HELENA (AP) - Gov. Judy Martz hasn't decided yet if she will seek a second term in office, but will probably make an announcement before June's state GOP convention, said Chuck Butler, her communications director.

Martz's approval rating had been hovering at around 25 percent before the legislative session, but Butler said the governor has been getting positive feedback from Republicans as she tours the state.

''People are saying, 'Governor, despite what people may have had to say about the legislative session, you've done a darn good job, and if you want to run for re-election, we're behind you,''' he said. ''People are saying it will be another tough race, if (she) decides to run, but that the last one was probably as tough as any one gets.''

Martz came from behind to squeak past Democrat Mark O'Keefe in the 2000 election, winning with 51 percent of the vote.

Montana Republicans hold their annual convention June 27-28 in Missoula. The convention is often a site for campaign announcements.

''The governor is looking at somewhere around that time frame for making a decision on her political future and announcing it,'' Butler said.

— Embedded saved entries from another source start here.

PR #124, opened 2022-05-17
Update alpine-3.12 references

caugustus-sourcegraph:
The alpine-3.12 image was removed in https://github.com/sourcegraph/sourcegraph/pull/34906 (as a followup to https://github.com/sourcegraph/sourcegraph/pull/34508). We directly reference the alpine-3.12 image here to run init commands, so the reference needs to be updated.

Note: the insiders reference will be updated as part of the next release.

### Checklist

### Test plan

Not tested directly apart from verifying the image reference - however, the same change has already been made in https://github.com/sourcegraph/deploy-sourcegraph-dogfood-k8s/pull/4336 and has been working fine.

### DIFF
--- a/charts/sourcegraph/CHANGELOG.md
+++ b/charts/sourcegraph/CHANGELOG.md
@@ -9,6 +9,7 @@ All notable changes to Sourcegraph are documented in this file.
 ### Changed
 
 - **IMPORTANT** `cadvisor` now defaults to run in `privileged` mode. This allows `cadvisor` to collect out of memory events happening to containers which can be used to discover underprovisoned resources. If you have your own monitoring infrastructure, you may choose to disable `cadvisor` or set `cadvisor.containerSecurityContext.privileged=false` in your override file. [#121](https://github.com/sourcegraph/deploy-sourcegraph-helm/pull/121)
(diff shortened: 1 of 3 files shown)


charts/sourcegraph/CHANGELOG.md
```diff
@@ -9,6 +9,7 @@ All notable changes to Sourcegraph are documented in this file.
 ### Changed
 
 - **IMPORTANT** `cadvisor` now defaults to run in `privileged` mode. This allows `cadvisor` to collect out of memory events happening to containers which can be used to discover underprovisoned resources. If you have your own monitoring infrastructure, you may choose to disable `cadvisor` or set `cadvisor.containerSecurityContext.privileged=false` in your override file. [#121](https://github.com/sourcegraph/deploy-sourcegraph-helm/pull/121)
+- The alpine-3.12 docker image has been updated to use alpine-3.14 [#124](https://github.com/sourcegraph/deploy-sourcegraph-helm/pull/124/)
```
keegancsmith, line 12: I found this a little confusing, making me think we had a `alpine-3.12` docker image, but in fact it was using alpine 3.14. Does this suggestion make sense?

```suggestion
- Uses of alpine-3.12 docker image have been updated to use alpine-3.14 [#124](https://github.com/sourcegraph/deploy-sourcegraph-helm/pull/124/)
```

keegancsmith (approved):
I see references for insiders in the changes. Is that intentional? Approving to unblock.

Already two major party candidates have declared they want to unseat Martz, and others are waiting until the governor announces what she is going to do.

Democrat Brian Schweitzer of Whitefish, who lost a close race to U.S. Sen. Conrad Burns in 2000, and Republican Tom Keating, a former longtime Billings legislator who ran unsuccessfully for lieutenant

governor in 2000, have announced candidacies.

Also, Robert Kelleher, a Butte lawyer and a state Constitutional Convention delegate, announced that he will run but didn't say with which party.

If Martz does step aside, there are plenty of Republicans who have said they would consider running, including Lt. Gov. Karl Ohs, Senate

Majority Leader Fred Thomas, House Speaker Doug Mood and Republican Party Chairman Ken Miller.

U.S. Rep. Denny Rehberg shot down rumors that he was considering a run at the office, saying that he likes being the state's congressman.

Former congressman Rick Hill and current Secretary of State Bob Brown have said they have not ruled out a run at the office.

Any Democrats who decide to run will have to battle Schweitzer on the primary and the $250,000 he has already raised.

Attorney General Mike McGrath said he won't make a final decision until this fall, but he could also choose to run again for his current office.

Other Democrats who said they're mulling a possible gubernatorial run include O'Keefe and Yellowstone County Commissioner Bill Kennedy.

Schweitzer, who already has a campaign office in Whitefish, talks confidently about winning.

''If you're receiving your mail and the ZIP code is Helena, you won't be the next governor,'' Schweitzer said. ''This (campaign) is not an old boys' network. This is truly a grass-roots campaign.''

But state Sen. Mike Taylor, R-Proctor, who lost the U.S. Senate race last year to Democrat Max Baucus, said Martz is still in the best position to mount a statewide campaign and raise the money to wage it.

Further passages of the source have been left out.